▶ LISTED RECORDS:
/---
PR #13, opened 2019-07-29
UserSession, ApiSettings and tests

josephaxisa:


joeldodge79:
I'd just started to play around with this file too :-) glad I saw your slack! lets have a good coordination meeting this morning

Here's where I was going with this file. I think it can be pretty simple. I haven't tested it and it requires updating `tp.TransportSettings` to not assign a default value of `None` to `headers` which I think is fine. What do you think? (also, I couldn't quite get ConfigParser.read_file to work. the docs seem to say use it first for any required settings then use `read` for optional settings?)

```python
"""Settings for configuring API Access
"""
from __future__ import annotations

import configparser
import dataclasses as dc
from typing import Optional

from looker.rtl import transport as tp


# pylint: disable=too-many-instance-attributes
@dc.dataclass(frozen=True)
class ApiSettings(tp.TransportSettings):
    """API settings uses `looker.ini`."""
    client_id: str
    client_secret: str
    embed_secret: str
    user_id: str

    @classmethod
    def configure(cls, filename: str,
                  section: Optional[str] = None) -> ApiSettings:
        """Read a .ini file and return an ApiSettings instance.
        """
        cfg_parser = configparser.ConfigParser()
        with open(filename) as cfg_file:
            cfg: str = cfg_parser.read_file(cfg_file)

        section = section if section else cfg.sections[0]
        return cls(**cfg[section])
```

python/tests/rtl/test_api_settings.py
```diff
@@ -0,0 +1,103 @@
...
+
+
+def test_settings_defaults_to_looker_section(config_file):
+    """ApiSettings should retrieve settings from default (Looker) section 
+    if section is not specified during instantiation."""
+    settings = api_settings.ApiSettings(config_file)
+    assert settings.base_url == 'https://host1.looker.com:19999'
+
+
+@pytest.mark.parametrize("test_section, expected_url",
```
joeldodge79: 👍 for parametrize. though having spent some time in other language testing frameworks I find the configuration of `parametrize` to be a bit kludgey. I wish you could pass in a list of `NamedTuple` (or even better `@dataclass`) instances and use the attribute names as the test func args. The "list as a string" construct here hurts my eyes a little :-)

python/tests/rtl/test_api_settings.py
```diff
@@ -0,0 +1,103 @@
...
+                         [('https://host1.looker.com:19999',
+                           'https://host1.looker.com:19999/api/3.1'),
+                          ('https://host1.looker.com:19999/',
+                           'https://host1.looker.com:19999/api/3.1')])
+def test_versioned_api_url_is_built_properly(config_file, test_url,
+                                             expected_url):
+    """ApiSettings.url should append the api version to the base url"""
+    settings = api_settings.ApiSettings(config_file)
+    settings.base_url = test_url
+    assert settings.url == expected_url
```
joeldodge79: I know you'd brought up the fact that some customer's have whacky API urls that don't conform to  "base_url + api_version". I think this module is the place to handle that for sure and we should update `transport.TransportSettings` as appropriate (removing any logic for determining actual api path in the transport implementation)

python/tests/rtl/test_user_session.py
```diff
@@ -0,0 +1,125 @@
...
+# Set to false if testing locally against self-signed certs. Otherwise leave True
+verify_sl=True
+# leave verbose off by default
+verbose=false
+        """)
+    return filename
+
+
+# pylint: disable=no-method-argument
+class MockTransport():
```
joeldodge79: ah, I see you've followed my pattern :-) I thought you were going to experiment with pytest monkey patching but I'll admit I like this approach better. It might require a little more code but I find it more explicit and readable.

python/tests/rtl/test_user_session.py
```diff
@@ -0,0 +1,125 @@
+# pylint: disable=redefined-outer-name
+
+import pytest
+
+from looker.rtl.user_session import UserSession
+from looker.rtl.api_settings import ApiSettings
```
joeldodge79: even for test code I prefer we'd stick with the "only import modules" convention

python/tests/rtl/test_user_session.py
```diff
@@ -0,0 +1,125 @@
...
+verbose=false
+        """)
+    return filename
+
+
+# pylint: disable=no-method-argument
+class MockTransport():
+    """A mock transport layer used for testing purposes"""
+    def request(method, path, **kwargs):
+        if (method == tp.HttpMethod.POST) and (path.startswith('/login')):
```
joeldodge79: [no parentheses needed](https://google.github.io/styleguide/pyguide.html#33-parentheses)

python/tests/rtl/test_user_session.py
```diff
@@ -0,0 +1,125 @@
...
+            r = type(
+                'Response',
+                (object, ),
+                dict(
+                    ok=True,
+                    # Simulating the deserialization step here. In practice value will be a string.
```
joeldodge79: hm, I'm thinking `UserSession` needs a `serialize.TDeserializeFunc` instance to decode the `AccessToken`. Or if that's overkill I suppose you could just `json.loads()` it

python/tests/rtl/test_user_session.py
```diff
@@ -0,0 +1,125 @@
...
+    return filename
+
+
+# pylint: disable=no-method-argument
+class MockTransport():
+    """A mock transport layer used for testing purposes"""
+    def request(method, path, **kwargs):
+        if (method == tp.HttpMethod.POST) and (path.startswith('/login')):
+            r = type(
+                'Response',
```
joeldodge79: I think you could just directly use a `tp.Response` object once you make the code deserialize the string response from the transport

PR #14, opened 2019-07-30
APIMethods and RequestsTransport stuff

joeldodge79:


python/looker/rtl/user_session.py
```diff
@@ -10,11 +11,16 @@
 class UserSession():
     def __init__(self,
                  settings: st.ApiSettings,
-                 transport: Optional[tp.Transport] = None):
+                 transport: Optional[tp.Transport] = None,
```
joeldodge79: @josephaxisa I wonder if maybe your mypy <=> ide integration isn't working? It also breaks whenever `ml` is regenerated with the current syntax error. If your ide isn't showing type errors, try just running `mypy looker/rtl/user_session.py`

I didn't get to fix all the type stuff in this module, I left some comments in the code. Feel free to take a stab at them

python/looker/rtl/user_session.py
```diff
@@ -100,10 +113,11 @@ def _reset(self):
     def _ok(
             self,
             response: tp.Response,
-            model: sr.SDKModel = None,
-    ) -> Union[tp.TResponseValue, se.SDKError]:
+            structure: Optional[sr.TStructure] = None,
+            ) -> Optional[ml.AccessToken]:
```
joeldodge79: this should actually be `Union[ml.AccessToken, tp.TResponseValue`

PR #15, opened 2019-07-31
Minor changes to UserSession and Transport

josephaxisa:


python/looker/rtl/transport.py
```diff
@@ -30,9 +30,20 @@ class TransportSettings:
     base_url: str
     api_version: str
     headers: Optional[MutableMapping[str, str]] = None
+    """API-versioned base endpoint"""
```
joeldodge79: the [styleguide](http://google.github.io/styleguide/pyguide.html#385-block-and-inline-comments) doesn't address this specifically but I think these should be regular comments rather than docstring-like `str` objects in the code.

python/looker/rtl/transport.py
```diff
@@ -30,9 +30,20 @@ class TransportSettings:
...
+        """Create and return an API-versioned base endpoint."""
+        if not self._url:
+            self._url = "{}{}api/{}".format(
+                self.base_url, "" if self.base_url.endswith("/") else "",
+                self.api_version
+            )
+        return self._url
 
-TResponseValue = Union[str, bytes]
+TResponseValue = Optional[Union[str, bytes]]
```
joeldodge79: 👍

python/looker/rtl/user_session.py
```diff
@@ -1,38 +1,13 @@
 import abc
 from typing import Optional, Union, Dict
 
-from looker.rtl import requests_transport as rtp
-from looker.rtl import auth_token as at
-from looker.rtl import transport as tp
-from looker.rtl import sdk_error as se
-from looker.rtl import api_settings as st
+from looker.rtl import (api_settings as st, auth_token as at,
```
joeldodge79: actually, it looks like the [styleguide](http://google.github.io/styleguide/pyguide.html#313-imports-formatting) indicates how you had this before (one per line rather than parens line continuations). I can't find where it says to do that explicitly but if you look at the bottom of that section the big example shows one per line from the same "package".

It looks repetitive but actually probably easier to read. I'll fix `api_methods.py`. I think the exception again is probably the `typing` imports? I think this:

```python
from typing import (AnyStr, Callable, Dict, IO, MutableMapping, Optional,
                    Union)
```
is easier to read than this:
```python
from typing import AnyStr, Callable, Dict, IO, MutableMapping, Optional
from typing import Union
```

or maybe we should do one per line there too?
```python
from typing import AnyStr
from typing import Callable
.
.
.
from typing import Union
```

I think my vote is option1

josephaxisa: Agreed, option1 is easier to read

PR #18, opened 2019-08-02
Fix issue with cattr not structuring from config file properly

josephaxisa:
- minor formatting changes in line with the google style guide
- added pytest-cov as a test coverage library as a dev dependency

### DIFF
--- a/python/looker/rtl/api_methods.py
+++ b/python/looker/rtl/api_methods.py
@@ -12,6 +12,7 @@ from looker.rtl import user_session as us
 class APIMethods:
     """Functionality for making authenticated API calls
     """
+
     def __init__(self, user_session: us.UserSession,
                  deserialize: sr.TDeserialize, serialize: sr.TSerialize,
                  transport: tp.Transport):
@@ -33,7 +34,7 @@ class APIMethods:
             structure: sr.TStructure,
             path: str,
             query_params: Optional[MutableMapping[str, str]] = None
-            ) -> sr.TDeserializeReturn:
+           ) -> sr.TDeserializeReturn:
         """GET method
         """
         response = self.transport.request(
--- a/python/looker/rtl/api_settings.py
+++ b/python/looker/rtl/api_settings.py
@@ -10,6 +10,17 @@ import cattr
 from looker.rtl import transport as tp
 
 
+def _convert_bool(val: str) -> bool:
+    converted: bool
+    if val.lower() in ('yes', 'y', 'true', 't', '1'):
+        converted = True
+    elif val.lower() in ('no', 'n', 'false', 'f', '0'):
+        converted = False
+    else:
+        raise TypeError
+    return converted
+
+
 @attr.s(auto_attribs=True)
 class ApiSettings(tp.TransportSettings):
     """API Configuration Settings.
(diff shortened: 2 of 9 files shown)


python/looker/rtl/api_methods.py
```diff
@@ -33,7 +34,7 @@ def get(self,
             structure: sr.TStructure,
             path: str,
             query_params: Optional[MutableMapping[str, str]] = None
-            ) -> sr.TDeserializeReturn:
+           ) -> sr.TDeserializeReturn:
```
joeldodge79: funny, our separate usages of yapf produce different results! might be this issue ["YAPF would at times not produce deterministic formatting..."](https://news.ycombinator.com/item?id=17155048) I'm curious to try out [Black](https://github.com/psf/black)

python/looker/rtl/api_settings.py
```diff
@@ -33,5 +44,9 @@ def configure(cls,
         section = section or cfg_parser.sections()[0]
 
         cfg = dict(cfg_parser[section])
-        settings: ApiSettings = cattr.structure(cfg, cls)
+
+        converter = cattr.Converter()
+        converter.register_structure_hook(
+            bool, lambda string, _: _convert_bool(string))
+        settings: ApiSettings = converter.structure(cfg, cls)
```
joeldodge79: 🚀 thanks for figuring this out!

python/looker/rtl/auth_token.py
```diff
@@ -6,6 +6,7 @@
 
 class AuthToken():
     """Used to instantiate or check expiry of an AccessToken object"""
+
```
joeldodge79: again, yapf differences, wonder if we're somehow each using different defaults (I don't see a .style.yapf file anywhere so I presume we're both using the defaults but then why the differences?)

python/looker/rtl/serialize.py
```diff
@@ -7,7 +7,6 @@
 from typing import Callable, Dict, List, Type, Union
 
 import cattr
-
```
joeldodge79: huh, yapf really shouldn't kill this line. there should be a single blank line between groupings of imports (stdlib, 3rd-party, own-lib/app)

python/looker/rtl/transport.py
```diff
@@ -22,24 +21,13 @@ class HttpMethod(enum.Enum):
...
 @attr.s(auto_attribs=True)
 class TransportSettings:
     """Basic transport settings.
     """
     base_url: str
     api_version: str = '3.1'
-    # TODO: this isn't working ... we want "False" to be False
-    # the only way to get false now is leave "verify_ssl" blank
-    verify_ssl: bool = attr.ib(converter=_convert_bool, default=True)
+    verify_ssl: bool = True
```
joeldodge79: 😌 so much cleaner!

python/looker/rtl/user_session.py
```diff
@@ -19,6 +19,7 @@ class UserSessionError(Exception):
 class UserSession():
     """UserSession to provid automatic authentication
     """
+
```
joeldodge79: why doesn't my yapf do this? it's pep8 compliant which I think is the default style

python/looker/rtl/user_session.py
```diff
@@ -70,10 +71,8 @@ def _login(self, user_id: Optional[str]) -> ml.AccessToken:
         self._reset()
 
         serialized = urllib.parse.urlencode({
-            'client_id':
```
joeldodge79: ok, I officially hate my `yapf`

python/looker/rtl/auth_token.py
josephaxisa: Interesting. I use `yapf --style=google --in-place`, is that what you are doing?

PR #19, opened 2019-08-02
Code formatting and new home for base Model

joeldodge79:


python/.flake8
```diff
@@ -0,0 +1,5 @@
+[flake8]
+ignore = E203, E266, E501, W503
+max-line-length = 80
+max-complexity = 18
+select = B,C,E,F,W,T4,B9
```
josephaxisa: Is this intentional? Are we moving away from Pylint to flake8?

PR #21, opened 2019-08-09
Python formatter updates

joeldodge79:
- handle mapping reserved python words
- cattr can't handle `ForwardRef()` types
- all sdk model fields and method "in query" args are Optional[] = None

### DIFF
--- a/python.fmt.ts
+++ b/python.fmt.ts
@@ -42,35 +42,107 @@ export class PythonFormatter extends CodeFormatter {
   indentStr = '    '
   endTypeStr = ''
 
+  // keyword.kwlist
+  pythonKeywords = [
+    'False',
+    'None',
+    'True',
+    'and',
+    'as',
+    'assert',
+    'async',
+    'await',
+    'break',
+    'class',
+    'continue',
+    'def',
+    'del',
+    'elif',
+    'else',
+    'except',
+    'finally',
+    'for',
+    'from',
+    'global',
+    'if',
+    'import',
+    'in',
+    'is',
+    'lambda',
+    'nonlocal',
+    'not',
+    'or',
+    'pass',
+    'raise',
+    'return',
+    'try',
+    'while',
+    'with',
+    'yield'
+  ]
+  pythonTypes: Record<string, IMappedType> = {
+    'number': { name: 'float', default: this.nullStr },
+    'double': { name: 'float', default: this.nullStr },
+    'integer': { name: 'int', default: this.nullStr },
+    'int32': { name: 'int', default: this.nullStr },
+    'int64': { name: 'int', default: this.nullStr },
+    'string': { name: 'str', default: this.nullStr },
+    'password': {name: 'str', default: this.nullStr },
+    'byte': {name: 'bytes', default: this.nullStr },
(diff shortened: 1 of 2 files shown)


python.fmt.ts
```diff
@@ -42,35 +42,107 @@ export class PythonFormatter extends CodeFormatter {
...
   // @ts-ignore
   argGroup(indent: string, args: Arg[]) {
     if ((!args) || args.length === 0) return this.nullStr
     let hash: string[] = []
     for (let arg of args) {
-      hash.push(`'${arg}': ${arg}`)
+      hash.push(`"${arg}": ${arg}`)
     }
-    return `\n${indent}{${hash.join(this.argDelimiter)}}`
+    return `{${hash.join(this.argDelimiter)}}`
```
jkaster: is removal of `indent` because we never expect this to be broken up by line?

python.fmt.ts
```diff
@@ -86,29 +158,35 @@ from typing import *
...
+    const propTypeNameAndDefault = `Optional[${propType.name}] = ${propType.default}`
+    const propDef = `${indent}${propName}: ${propTypeNameAndDefault}`
+    return this.commentHeader(indent, property.description) + propDef
   }
 
   // because Python has named default parameters
   methodSignature(indent: string, method: IMethod) {
-    const type = this.typeMap(method.type)
+    const type = this.typeMapMethods(method.type)
     let bump = indent + this.indentStr
```
jkaster:
```suggestion
    const bump = this.bumper(indent)
```

python.fmt.ts
joeldodge79: I forgot to mention that we'd like to add a final step to code generation. We've settled on [black](https://black.readthedocs.io/en/stable/) for code formatting. So, rather than break things up here, I wanted to write it all one one line and then run `black python/looker/sdk/` which will make the code look as pretty as possible :-)

thoughts on how to do this? hook into `IGeneratorSpec.options` somehow?

joeldodge79:
Regarding the esoteric use of attr/cattr - I think it's still ok. It looks kind of ugly at the bottom of the file but the class definitions themselves look perfectly clean and I'm finally playing around pretending to write example code in my IDE and boy is the auto-completion/context/type-error-catching nice!! So... I think the sausage making at the end of the file is gross but the product is delicious :-)

also, at some point cattrs will resolve https://github.com/Tinche/cattrs/pull/42 at some point and then we can ditch all the `forwardRefHooks` lines at the bottom (but we'll always need the `reservedKeywordHooks` which are only generated for offending classes ... which is only 1 at this point)

python.fmt.ts
jkaster: Yeah, I've been thinking about pretty-printing/post-processing (hey, `p`-`p` FTW!) since we started this project. I think we should make a post-process hook as part of the standard code formatter process. We _might_ want to make the post-processor method part of [targetLanguages.ts](targetLanguages.ts), or just make it part of the last process for the language-specific code generators to perform, since they'll have intimate knowledge of the files they write.

jkaster:
Still looks good to merge to me. Nice work!

PR #23, opened 2019-08-12
Python: build a package take 1

joeldodge79:


joeldodge79:
I was able to get this installed with Pipfile using the following magic (since it's only on test.pypi.org right now):

```
› cat Pipfile
[[source]]
url = "https://test.pypi.org/simple/"
verify_ssl = true
name = "test"

[[source]]
url = "https://pypi.python.org/simple"
verify_ssl = true
name = "pypi"

[dev-packages]
mypy = "*"

[packages]
cattrs = {version = "*",index = "pypi"}
LookerSDK = {version = "*",index = "test"}
```

PR #170, opened 2020-02-13
Added LOOKERSDK_INI environment variable for python tests

jkaster:


python/tests/conftest.py
```diff
@@ -100,6 +100,7 @@ def create_test_users(
 @pytest.fixture(scope="session")
 def sdk():
     # TODO multiplex this fixture for both init31 and init40
-    sdk = looker_sdk.init31("../looker.ini")
+    filename = os.getenv("LOOKERSDK_INI", "../looker.ini")
```
josephaxisa: LGTM, I just have one minor comment. I noticed you changed `nodeSession.ts` to also use the `LOOKERSDK_INI` env variable and to retain consistency between SDKs we should also do this in `api_settings.py`. Once that's done this line won't be needed. However, this is outside of the scope of this PR.

jkaster: The `LOOKERSDK_INI` check is in `nodeSettings.spec.ts`, which is a test file. It shouldn't be in the run-time SDK code.

josephaxisa: Ugh, you're right. The change in `nodeSession.ts` is unrelated. Not sure what I was thinking when I wrote the above.

PR #171, opened 2020-02-14
Switching to AnyCodable as a solution to Swift's severe lack of support for deserializing JSON values to Any

jkaster:
- Modified the Swift generator to use `AnyCodable` instead of `Variant?`
- Commented out all references to `Variant` in the Swift SDK for probable eventual removal
- Added a `serialize` function to produce JSON from an SDK object (the opposite of `deserialize`)
- Added a test called `testDictFromJson` that shows how `vis_config` values can be examined. There are probably better code patterns for this.

### DIFF
--- a/swift/looker/Package.swift
+++ b/swift/looker/Package.swift
@@ -16,17 +16,21 @@ let package = Package(
     dependencies: [
         // Dependencies declare other packages that this package depends on.
         // .package(url: /* package url */, from: "1.0.0"),
+      .package(
+           url: "https://github.com/Flight-School/AnyCodable",
+           from: "0.2.3"
+       ),
     ],
     targets: [
         // Targets are the basic building blocks of a package. A target can define a module or a test suite.
         // Targets can depend on other targets in this package, and on products in packages which this package depends on.
         .target(
             name: "looker",
-            dependencies: [],
+            dependencies: ["AnyCodable"],
             path: ".",
             sources: ["rtl", "sdk"]),
         .testTarget(
             name: "lookerTests",
-            dependencies: ["looker"]),
+            dependencies: ["looker", "AnyCodable"]),
     ]
 )
--- a/swift/looker/Tests/lookerTests/transportTests.swift
+++ b/swift/looker/Tests/lookerTests/transportTests.swift
@@ -72,7 +72,7 @@ class transportTests: XCTestCase {
             print(error)
         }
     }
-    
+
     func testRegexExtension() {
         checkRegex(Constants.matchModeString, "string match")
         checkRegex(Constants.matchCharset, "charset match")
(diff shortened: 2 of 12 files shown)


swift/looker/Package.swift
```diff
@@ -16,17 +16,21 @@ let package = Package(
     dependencies: [
         // Dependencies declare other packages that this package depends on.
         // .package(url: /* package url */, from: "1.0.0"),
+      .package(
+           url: "https://github.com/Flight-School/AnyCodable",
```
rlm1023: I don't know what the good ones are, but I assume this package is under a license we can use?

swift/looker/Tests/lookerTests/transportTests.swift
```diff
@@ -133,12 +133,86 @@ class transportTests: XCTestCase {
...
+        XCTAssertNotNil(vis_config)
+        XCTAssertNotNil(data)
+        XCTAssertNotNil(json)
+        let bool = vis_config["bool"] as! Bool
+        XCTAssertTrue(bool)
+        let int = vis_config["int"] as! Int64
+        XCTAssertEqual(int, 1)
+        let nada = vis_config["nada"]
+
+        if "\(nada!)" == "nil" {
```
rlm1023: That is an interesting if statement.

swift/looker/Tests/lookerTests/transportTests.swift
```diff
@@ -133,12 +133,86 @@ class transportTests: XCTestCase {
...
+            // nada is nil as expected
+        } else {
+            XCTAssertTrue(false, "nada should be nil, not '\(nada!)'")
+        }
+        let dub = vis_config["dub"] as! Double
+        XCTAssertEqual(dub, 2.3)
```
rlm1023: Floating point comparison :clench:

Maybe use this?
https://developer.apple.com/documentation/xctest/xctassertequalwithaccuracy

swift/looker/Tests/lookerTests/transportTests.swift
```diff
@@ -133,12 +133,86 @@ class transportTests: XCTestCase {
...
+    let visJson = """
+{
+"bool":true,
+"int":1,
+"dub":2.3,
+"str":"Simple string",
+"date":"2018-03-15T13:16:34.692-07:00",
+"nada":null,
+"dict": {"A":4, "B": 2, "C": true},
+"ratnest": [ { "one": 1, "two": "two" }, "three", {"four":4} ]
```
rlm1023: 🤣

swift/looker/Package.swift
jkaster: Yes, it's MIT. I'll get the dependency notification going today.

swift/looker/Tests/lookerTests/transportTests.swift
jkaster: I tried about 5 different methods of testing `Any?` for `nil` and none of the documented ways like `let foo = ...` were working for me. If you find a cleaner **reliable** way to do it, please let me know.

swift/looker/Tests/lookerTests/transportTests.swift
jkaster: Oh yeah, thanks for the reminder. I meant to do that. Will update. The version you link here is obsolete but there is an `accuracy` tag for `XCTAssertEqual`

PR #176, opened 2020-02-25
Implemented error handling by default for Swift

jkaster:
- `sdk.ok()` now throws if an error is encountered
- created a `listGetter` test harness like the one for Kotlin
- updated `methodsTests.swift` to use `listGetter`

### DIFF
--- a/swift/looker/Tests/lookerTests/baseTransportTests.swift
+++ b/swift/looker/Tests/lookerTests/baseTransportTests.swift
@@ -15,6 +15,7 @@ fileprivate let repoPath : String = testRootPath + "/../../"
 fileprivate let localIni : String = ProcessInfo.processInfo.environment["LOOKERSDK_INI"] ?? (repoPath + "looker.ini")
 
 
+@available(OSX 10.15, *)
 class TestConfig {
     
     var rootPath = repoPath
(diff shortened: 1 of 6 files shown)


swift/looker/Tests/lookerTests/methodsTests.swift
```diff
@@ -85,78 +85,94 @@ class methodsTests: XCTestCase {
         } else {
             XCTAssertTrue(false, "Couldn't cast data from jsonData")
         }
+                
+        } catch {
+            print(error)
```
rlm1023: Might even throw it to fail the test? Not sure what would happen here if it failed.

swift/looker/Tests/lookerTests/baseTransportTests.swift
```diff
@@ -15,6 +15,7 @@ fileprivate let repoPath : String = testRootPath + "/../../"
 fileprivate let localIni : String = ProcessInfo.processInfo.environment["LOOKERSDK_INI"] ?? (repoPath + "looker.ini")
 
 
+@available(OSX 10.15, *)
```
rlm1023: Interesting that these appeared/changed?

swift/looker/Tests/lookerTests/methodsTests.swift
jkaster: I think I'll leave it with the current pattern for now. Still learning Swift practices.

swift/looker/Tests/lookerTests/baseTransportTests.swift
jkaster: It's because I pushed more initialization into `TestConfig()` that requires 10.15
\---
▶ AIM OF THE TASK: Whenever a line of the entries contains the string "XCTAssertTrue", copy that line.

▶ EXERCISE SOLUTION:
+        XCTAssertTrue(bool)
+            XCTAssertTrue(false, "nada should be nil, not '\(nada!)'")
             XCTAssertTrue(false, "Couldn't cast data from jsonData")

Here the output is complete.